A 10% drop in iPhone sales seems like a problem appleconsidering that the company counts on devices for half of its revenue.
But investors didn’t seem fazed on Thursday when Apple revealed the year-over-year decline in its second-quarter earnings report. The stock rose more than 6 percent after the market closed, a rally that would be its steepest since November 2022 if it continued in regular trading on Friday.
Instead of looking too far ahead of iPhone revenue, Wall Street chose to focus on the positives. Apple’s gross profit margin expanded to 46.6%, continuing an upward trend that reflects the company’s growing services business, which brings with it big profits.
Apple also signaled that overall revenue growth in the current quarter will be in the low single digits, after falling 4% in the second quarter. Analysts were looking for 1.3% growth for the third quarter, according to LSEG.
Gene Munster of Deepwater Asset Management described the guidance as a “relief” given the business’s recent run.
“I expected that to be flat, some investors were saying it would be down a couple of percent in June,” Munster told CNBC’s “Fast Money” after the report. “I think that was a big part of that transition higher.”
But perhaps the biggest catalyst for the pop was Apple’s announcement that it had approved $110 billion in stock buybacks, the most ever for a public company. Over the past three years, Apple has approved $90 billion in annual buybacks.

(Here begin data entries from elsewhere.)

PR #6184, opened 2026-03-16
[Serve] Export speculative decoding metrics to OTEL/Prometheus

pperanich:
## Summary

The speculative decoding pipeline computes acceptance stats and logs them to
console via `pretty_format()`, but never publishes them to the telemetry
system. This PR bridges that gap by adding three OTEL counters at `DETAILED`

The after-hours jump shows how much investors value Apple’s massive cash flow and the company’s willingness to return more of it to shareholders. It’s a shift in how Wall Street has viewed Apple over the years, away from a blockbuster gadget business and toward a financial powerhouse.
“Our free cash flow generation has been very strong over the years, particularly in recent years,” Apple CFO Luca Maestri said on the earnings call.
Apple revealed earlier this year that it has 2.2 billion active devices, demonstrating the breadth of its customer base as the company launches new subscription services. Despite a 4% decline in revenue, Apple still posted a profit of nearly $24 billion, a slide of just over 2% from a year earlier.
Apple said iPhone sales suffered from a tough comparison to last year, when sales were up after earlier shortages. But investors are looking to future iPhone growth, and many analysts say a potential iPhone with AI features could do the trick and help the company snag customers from Android. Annual iPhone revenue peaked in Apple’s 2022 fiscal year.
While Apple provided some guidance on overall revenue, it refrained from offering any kind of forecast for iPhone sales.
That’s a change, even for a company that’s been giving less guidance since the pandemic. Maestri usually provides iPhone sales trends, and has for the past four quarters.
There’s no guarantee that investors can continue to count on increased buybacks from a company that has been more aggressive in this segment than any other. Apple says it is trying to reduce its massive cash pile, which stood at $162 billion at the end of the quarter. When its debt roughly equals its cash balance — meaning the company is net cash neutral — Apple will assess what to do next, executives said Thursday.
By the end of 2023, Apple had spent $658 billion on acquisitions over the past 10 years, well ahead of second-place Microsoft, according to S&P Dow Jones Indices.
“In the last two years we’ve done $90 billion and now we’re doing $110 billion,” Maestri said on the call.
As for what will happen when Apple gets to pure cash, Maestri said, “let’s get there first. It’s going to take a while.”
“And then when we’re there,” he said, “we’ll reassess and see what the optimal capital structure is for the company at that time.”